Ce serait une première depuis 2001. Le solde, alors positif de 1,2 milliard d'euros, n'avait ensuite cessé d'être négatif jusqu'à atteindre - 23,9 milliards d'euros en 2010, puis -13,3 milliards d'euros à l'arrivée du gouvernement en 2012. "Rétablir les comptes sans dérembourser ni créer de franchises, c'est possible: depuis 2012, le déficit recule, pas la solidarité", s'est félicité dans un tweet le Premier ministre.

Une composante de taille de la Sécurité sociale, le Fonds de solidarité vieillesse (FSV), qui verse le minimum vieillesse et les cotisations retraite des chômeurs, a cependant été omise par le gouvernement. Son déficit est prévu à 3,8 milliards d'euros: en l'intégrant, le "trou" global de la Sécu atteindrait donc 4,2 milliards d'euros contre 7,2 en 2016. "S'il y a bien une amélioration notable du régime général, il est pourtant faux d'affirmer que la Sécurité sociale a enfin atteint l'équilibre", n'avait d'ailleurs pas manqué de relever l'ancien ministre du Travail Eric Woerth lorsque le PLFSS a été dévoilé. "Même en tenant compte du FSV, l'amélioration est spectaculaire" et "retrouverait l'équilibre" en 2020, se défend mercredi Mme Touraine.

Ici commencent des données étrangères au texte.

Issue #469, opened 2022-12-20
device naming: slit_gaps


npat113:
There are 4 sets of slits on I03 with 2 versions of definition. We should be specific about which set we are using. Helpfully the set in this case is the odd one out in terms of naming. 

S1-3 slits: size and centre
S4 slits: gap and centre

have submitted a renamed version to specify s4

Issue #465, opened 2022-12-19
Unit tests are broken with latest bluesky/ophyd version 


DominicOram:
The unit tests are currently broken on a clean install with a number of `ValueError: name must be a string.` errors from ophyd. We should fix these.

## Acceptance Criteria
* Unit tests pass with a clean install
* If the problem is with ophyd appropriate issue is raised there (has happened in the past where Fake devices react differently to real ones)

DominicOram:
@noemifrisina couldn't reproduce this. I will double check whether I can

DominicOram:
Also can't reproduce, closing

PR #429, opened 2022-12-09
428 fix end writing to ispyb

DominicOram:
Fixes #428

### To test:
1. Run new system test against code in main, confirm it fails
2. Run against this branch, confirm it passes

Issue #428, opened 2022-12-09
End details not written to ISPYB


DominicOram:
During testing we found that we were not successfully writing to Ispyb at the end of the data collection.

## Acceptance Criteria
* We do successfully write at the end of data collection
* There is a test for this

PR #470, opened 2022-12-20
altered slit gaps to specify s4

npat113:
Fixes #(469)
renamed slits to specify s4

### To test:
Everything - did I break things!


src/artemis/devices/s4_slit_gaps.py
```diff
@@ -0,0 +1,7 @@
+from ophyd import Component, Device, EpicsSignal
+
+
+class S4SlitGaps(Device):
+
+    s4xgap: EpicsSignal = Component(EpicsSignal, "S4XGAP")
+    s4ygap: EpicsSignal = Component(EpicsSignal, "S4YGAP")
```
DominicOram, line 7: Must: By changing the PV from `"XGAP"` to `"S4XGAP"` this is effectively telling ophyd to look for PVs called `BL03I-AL-SLITS-04:S4XGAP`, which I don't think exist:
```
[ffv81422@ws455 tickit-devices]$ caget BL03I-AL-SLITS-04:S4XGAP
Channel connect timed out: 'BL03I-AL-SLITS-04:S4XGAP' not found.
[ffv81422@ws455 tickit-devices]$ caget BL03I-AL-SLITS-04:XGAP
BL03I-AL-SLITS-04:XGAP         0.5
```

DominicOram: Nit: I don't think I would change the `xgap`/`ygap` here necessarily `s4_slits.xgap` reads a bit better to me than `s4_slits.s4xgap` as it seems needless repetition.

DominicOram (changes requested):
Thanks Neil. I had naively assumed that we could treat the `SlitGaps` as generic e.g. we could have something like:
```
s3_slit_gaps = Component(SlitGaps, "-AL-SLITS-03:")
```
for your 3rd set of slits and so we didn't need to necessarily specify S4 in the Device name but from looking at PVs this is wrong. It seems only your S4s have a `XGAP`, others have `X` and `X:SIZE` etc. So I think this change probably makes sense.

Quant à l'excédent de la branche vieillesse, il est "imputable notamment à la réforme des retraites sous Nicolas Sarkozy", soulignait M. Woerth. Certes, son "apport est réel, mais nettement inférieur à celui des réformes structurelles menées depuis 2012 par le gouvernement", rétorque la ministre. "La vérité c'est que votre bilan social était piteux et que ce que vous proposez à nos concitoyens pour les cinq ans qui viennent est honteux", a-t-elle lancé à l'opposition lors des questions à l'Assemblée nationale.

Pour atteindre son objectif, le gouvernement concentre ses mesures sur la branche maladie. Elle devra réaliser 4 milliards d'euros d'économies (3,4 en 2016), tout en appliquant des revalorisations dans la fonction publique hospitalière et chez les médecins libéraux pour plus d'un milliard d'euros. Les principales mesures visent les médicaments, avec un "meilleur contrôle" des prix de ceux bénéficiant d'autorisations temporaires d'utilisation (ATU) avant leur mise sur le marché ou encore la promotion des médicaments génériques.

Les hôpitaux seront une fois de plus largement sollicités et devront fournir encore plus d'efforts qu'en 2016. Il leur est demandé d'économiser près de 1,5 milliard d'euros dont 845 millions en terme "d'efficacité hospitalière", notamment grâce à la mutualisation des achats entre établissements appartenant à un même Groupement hospitalier de territoire (GHT). La réduction des durées d'hospitalisation ou "virage ambulatoire" sera également poursuivie et doit permettre 640 millions d'euros d'économies. La CGT qui appelle à un "autre PLFSS pour répondre aux besoins de santé de la population" déplore dans un communiqué que les choix du gouvernement soient "majoritairement tournés vers la limitation des dépenses de santé". Le texte sera débattu à l'Assemblée à partir du 25 octobre, avant le vote solennel le 2 novembre.